**Problem description:** Among the lines below, which ones contain the word "sudo"? Copy every such line.

**Information supplied:**
PR #252, opened 2026-07-09
Adding tests for Kimi-K2.6 and GLM-5.2-FP8

amd-droy:
cvs/lib/inference/sglang/sglang_disagg_orchestrator.py - Added this file for orchestrating the runs.
Added the threshold files for llama-70b, deepseek-ri-0528, Kimi-2.6-w4A8, GLM-5.2-FP8 and gpt-odd-120b for the concurrency and ISL/OSL sweeps.
Added the long Context accuracy tests for ISL - 96K 128K 200K

Removed the Run deck reports viewer for now. Will integrate it once its fully updated.
Attaching the reports generated for reference.

[reports.zip](https://github.com/user-attachments/files/29891004/reports.zip)


cvs/lib/docker_lib.py
```diff
@@ -84,7 +97,7 @@ def old_install_docker_on_ubuntu(phdl):
 
 
 def install_docker_on_ubuntu(phdl):
-    phdl.exec('sudo rm /etc/apt/keyrings/docker.gpg')
+    phdl.exec('sudo rm /petc/apt/keyrings/docker.gpg')
```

**Exercise result:**
-    phdl.exec('sudo rm /etc/apt/keyrings/docker.gpg')
+    phdl.exec('sudo rm /petc/apt/keyrings/docker.gpg')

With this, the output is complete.